Durante la permanenza in reparto il neonato ha presentato le complicanze più comuni legate alla nascita estremamente prematura: distress respiratorio, necessità di ventilazione sia invasiva sia non invasiva e una gestione nutrizionale particolarmente delicata. Dopo la stabilizzazione clinica il bambino è stato avviato al percorso di dimissione con piano di controllo e riabilitazione dedicato.

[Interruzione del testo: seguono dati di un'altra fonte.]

PR #5676, opened 2026-07-29
[TV] Add an episode actions menu to the TV playlist details screen

sztomek:
## Description

Adds the per-episode actions menu to the TV playlist details screen, mirroring the Apple TV implementation: a circular `…` button appears next to the focused episode row and opens a modal action sheet titled with the episode. The menu lists the same actions in the same order as tvOS's playlist context (`.other(showGoToPodcast: true)`):

- Episode details
- Go to podcast
- Play next in Up Next
- Play last in Up Next
- Mark as played / Mark as unplayed (toggles on the episode's played state)
- Archive / Unarchive (toggles on the episode's archived state)

- New reusable `TvMoreButton` (circular ellipsis icon button, focus-scaled, styled like the existing TV icon buttons) and `TvEpisodeActionsModal` (built on `TvModal`, first action self-focuses), plus a horizontal-ellipsis drawable to match the tvOS glyph.
- The row and its `…` button are focus siblings: unfocused rows span the full width to the right margin, and when a row gains focus its container shrinks while the `…` button slides in from the right (and reverses on focus loss). LEFT from a row still focuses `Play all episodes`; RIGHT reaches the `…` button.
- **Scope is the menu UI only.** The action buttons are intentionally no-ops for now — wiring each action to the ViewModel/`EpisodeManager` comes in a follow-up, as does analytics (`episode_actions_shown` and per-action events).

Fixes PCDROID-693 https://linear.app/a8c/issue/PCDROID-693/playlist-details.
Designs: Ftk3KwnfqaK4g57yCN63p0-fi-3258_12136.

Stacked on `feat/tv-playlist-details-archived` (#5669) — merge bottom-up.

## Testing Instructions

1. Install the TV app (`./gradlew :tv:installDebugProd`) and open a playlist's details.
2. Move through the episode list with the d-pad — verify unfocused rows reach the right margin, and the focused row shrinks as the `…` button slides in from the right (and reverses when focus leaves).
3. Focus a row, press RIGHT to reach the `…` button, press select — a modal action sheet opens titled with the episode, first action focused.
4. Verify the actions and their order: Episode details, Go to podcast, Play next in Up Next, Play last in Up Next, Mark as played/unplayed, Archive/unarchive.
5. Verify the played/archive labels reflect the episode's state (e.g. an in-progress, unarchived episode reads "Mark as played" / "Archive").
6. Press back — the modal dismisses and focus returns to the `…` button.
7. Confirm the action buttons currently do nothing (no-op by design).

## Screenshots or Screencast

https://github.com/user-attachments/assets/c6d24dff-5314-42da-ac1a-21e4a9e2f2cc

## Checklist
- [ ] I have updated (or requested that someone edit) [the Event Horizon schema](https://github.com/Automattic/EventHorizonSchemas/blob/trunk/schema/pocket-casts.yml) to reflect any new or changed analytics. _(analytics deliberately excluded — follow-up)_

### DIFF
--- a/modules/services/images/src/main/res/drawable/ic_ellipsis_horizontal.xml
+++ b/modules/services/images/src/main/res/drawable/ic_ellipsis_horizontal.xml
@@ -1,8 +1,10 @@
 <vector xmlns:android="http://schemas.android.com/apk/res/android"
+    xmlns:tools="http://schemas.android.com/tools"
     android:width="24dp"
     android:height="24dp"
     android:viewportWidth="24"
-    android:viewportHeight="24">
+    android:viewportHeight="24"
+    tools:ignore="UnusedResources">
 
     <path
         android:fillColor="#FF000000"
--- a/modules/services/images/src/main/res/drawable/ic_ellipsis_horizontal.xml
+++ b/modules/services/images/src/main/res/drawable/ic_ellipsis_horizontal.xml
@@ -1,0 +1,11 @@
+<vector xmlns:android="http://schemas.android.com/apk/res/android"
+    android:width="24dp"
+    android:height="24dp"
+    android:viewportWidth="24"
+    android:viewportHeight="24">
+
+    <path
+        android:fillColor="#FF000000"
+        android:pathData="M4,12a2,2 0 1,0 4,0a2,2 0 1,0 -4,0M10,12a2,2 0 1,0 4,0a2,2 0 1,0 -4,0M16,12a2,2 0 1,0 4,0a2,2 0 1,0 -4,0" />
+
+</vector>
--- a/modules/services/localization/src/main/res/values/strings.xml
+++ b/modules/services/localization/src/main/res/values/strings.xml
@@ -268,6 +268,7 @@
     <string name="tv_playlist_empty_title">No episodes</string>
     <string name="tv_playlist_empty_subtitle">Either it’s time to celebrate completing this list or edit your rules in the mobile app to get some more.</string>
     <string name="tv_playlist_empty_subtitle_manual">Add episodes to this playlist from the mobile app and they’ll show up here.</string>
+    <string name="tv_episode_details">Episode details</string>
     <string name="unavailable">Unavailable</string>
     <string name="browse_podcasts">Browse podcasts</string>
     <string name="pocket_casts_plus_badge">Pocket Casts Plus badge</string>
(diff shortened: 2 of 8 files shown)


geekygecko (approved):
That worked really well. 

Can we make sure we are creating reusable components.

There were a few slight differences in the Apple TV version, such as not including the title in the popup and one version having a Cancel button. I'm not sure it really matters, but I thought I should mention it.

Image

sztomek:
Thanks @geekygecko, great catch on the Apple TV differences 🙏 Figma is my source of truth, though -- as far as i know that's common ground

I've brought this dialog in line with the tvOS version:
- **Removed the title** from the popup
- **Trimmed the padding** to match the Figma spec (36/40 px → 24/27 dp)
- **Added a Cancel button** to dismiss alongside the hardware back key

On reusable components — agreed. The modal container (`TvModal`) is already shared, and the action-button styling will be pulled out into a reusable `TvModalButton` in one of the upstream/child PRs in this stack rather than here, so the dedupe lands in one place across all the TV modals.

sztomek:
Thanks for the condensed pass — here's how I triaged the still-open items:

**Done in the latest push:**
- **Duplicated icon-button colours** — added `TvButtonDefaults.iconButtonColors(containerColor = TvColors.BgActive20)` alongside the existing `filledButtonColors()` / `prominentButtonColors()` / `borderlessButtonColors()`, and routed all three sites through it: `TvMoreButton`, `SortDropdownButton`, and `TvProfileButton` (passing `TvColors.Gray`).
- **`modifier.size(48.dp)` ordering** → `Modifier.size(48.dp).then(modifier)` so a caller can override the size.
- **`MORE_BUTTON_ANIMATION_MILLIS`** → `MORE_BUTTON_ANIMATION_DURATION_MS` to match the module's `_MS` convention.

**Deferring to the actions-wiring follow-up (deliberately, not overlooked):**
- **Mutable-entity snapshot (`actionsEpisode`)** — agreed it's the one item that becomes a real bug, but only once the played/archive toggles actually mutate the entity. The fix (hold the uuid, resolve against the live `episodes` list, dismiss if it drops out) is untestable while every action is a no-op, so it belongs with the code that makes the labels change rather than here.
- **Stringly-typed actions → `(label, onClick)`/enum** — same PR: the pairs only earn their keep once each action has a real handler + per-action analytics, and doing it there keeps this change purely UI.

**Not doing:**
- **TODO markers on the no-ops** — the no-op scope is already called out in the PR description, house style favours terse code over inline notes, and I'd rather not commit a placeholder ticket ref; the enum refactor above will make the no-ops self-evident anyway.
- **Focused-row `1.02` scale gap / `DOWN` landing on the next card** — both are intentional tvOS-parity behaviours of a focus-scoped accessory; worth a final eyeball against the spec on device, but not defects.

Separately, per @geekygecko's note I also removed the dialog title, trimmed the padding to the Figma spec, and added a Cancel button.

PR #5678, opened 2026-07-29
Open HLS videos in the player like mp4, and fix their content_type analytics

sztomek:
## Description

When you play a video episode, the player opens on its own (fullscreen in landscape). Until now this only worked for mp4 videos, not HLS ones. That's because an HLS episode isn't known to be video until its stream starts. This makes HLS videos behave the same: once the stream reports video, the player opens like it does for mp4.

Two related things came up while testing and are fixed here too:
- mp4 videos no longer open when Audio-only mode is on.
- Toggling Audio-only off mid-playback no longer pops the player open.

It also fixes the analytics. `playback_play` and `playback_source_resolved` were reporting the wrong `content_type` for HLS (`audio`, then `unknown`) because the type isn't known yet when playback starts. These events now wait for the stream to resolve and report the real value.

**Known limitation (casting):** `CastPlayer` doesn't report its stream tracks, so while casting we can't resolve an HLS stream to video. To avoid `content_type=unknown` (and events that never fire until stop), a Cast session resolves the type up front from the episode metadata. For the usual alternate-enclosure shape (audio enclosure + HLS video alternate) this means casting an HLS video reports `content_type=audio`. This restores the pre-existing behaviour and only affects the Cast path. Follow-up to make it exact: have `CastPlayer` emit `VideoTrackChanged` from the media metadata it already computes, then drop the remote short-circuit in `StreamVideoState.initialFor`.

## Testing Instructions

Best tested on a real device — video rendering is flaky on emulators. You'll need a build with HLS enabled, a Plus account, and a podcast with an HLS video episode.

**Auto-open**
1. Play an HLS video episode. The player should open by itself once the video starts (fullscreen if you're in landscape).
2. Play an mp4 video episode. Same thing should happen (existing behavior — just check it still works).
3. Play an audio-only episode. The player should not auto-open into video.

**Audio-only setting**
4. Turn Audio-only on (Settings → General, or the toolbar toggle).
5. Play an mp4 video. It should not open fullscreen and should not show video.
6. Play an HLS video. Same — no fullscreen, audio only.
7. With that HLS video playing in Audio-only, turn Audio-only off. The player should not pop open on its own. Video can start rendering in place, but nothing should jump to fullscreen.
8. Toggle Audio-only on and off a few more times while it plays. No unexpected fullscreen.

**Orientation**
9. Rotate to landscape while an HLS video plays → it should go fullscreen.
10. Send the app to the background in landscape during an HLS video, then reopen it → it should return to fullscreen.

**Analytics** (watch the Tracks debug log)
11. Play an HLS video → `playback_play` and `playback_source_resolved` should both report `content_type=video` (not `audio` or `unknown`).
12. Play an HLS audio-only stream → `content_type=audio`.
13. Play an mp4 video → `content_type=video`, fired right away.
14. Tap play then quickly skip to another episode before the first one loads → the first play should still report an event (falls back to `unknown`), nothing lost.

## Screenshots or Screencast

https://github.com/user-attachments/assets/e7556630-ae6e-4b4c-9146-7a05e70e03ea

SCR-20260729-nosy

## Checklist

- [ ] with different themes

### DIFF
--- a/app/src/main/java/au/com/shiftyjelly/pocketcasts/ui/MainActivity.kt
+++ b/app/src/main/java/au/com/shiftyjelly/pocketcasts/ui/MainActivity.kt
@@ -163,6 +163,7 @@ import au.com.shiftyjelly.pocketcasts.repositories.opml.OpmlImportTask
 import au.com.shiftyjelly.pocketcasts.repositories.playback.PlaybackManager
 import au.com.shiftyjelly.pocketcasts.repositories.playback.PlaybackNoticeType
 import au.com.shiftyjelly.pocketcasts.repositories.playback.PlaybackState
+import au.com.shiftyjelly.pocketcasts.repositories.playback.StreamVideoState
 import au.com.shiftyjelly.pocketcasts.repositories.playback.UpNextSource
 import au.com.shiftyjelly.pocketcasts.repositories.playlist.Playlist
 import au.com.shiftyjelly.pocketcasts.repositories.podcast.EpisodeManager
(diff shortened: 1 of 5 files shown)


geekygecko (approved):

sztomek:
SCR-20260731-jvur


`audio_only_mode` is now being reported on other playback events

Intervento chirurgico e motivazione

Il neonato ha subito un intervento chirurgico per la chiusura del dotto di Botallo eseguito dall’équipe di cardiochirurgia pediatrica di Taormina direttamente all’interno dell’unità di Patologia neonatale e TIN. Il dotto arterioso (dotto di Botallo) è un vaso che collega l’arteria polmonare all’aorta durante la vita fetale e normalmente si chiude entro pochi giorni dopo la nascita.

Nei neonati estremamente prematuri la chiusura spontanea del dotto non si verifica in circa il 30% dei casi: la sua persistenza può causare sovraccarico del lavoro cardiaco, iperafflusso polmonare e insufficienza respiratoria. Quando la terapia farmacologica non è efficace, è necessaria una chiusura tempestiva con procedura chirurgica per evitare ulteriori compromissioni respiratorie e cardiache.

L’operazione effettuata al letto del neonato ha permesso di risolvere la situazione critica senza dover trasferire il paziente in sala operatoria dedicata, riducendo rischi legati al trasporto e favorendo la continuità delle cure neonatali.

Dopo la dimissione il bambino sarà seguito dall’ambulatorio del follow up del neonato a rischio dell’AOU G. Martino. Il registro clinico e il monitoraggio specialistico mirano a individuare precocemente eventuali sequenze di sviluppo e garantire interventi tempestivi, mantenendo al centro la prognosi a lungo termine e la qualità dell’assistenza fornita alla famiglia.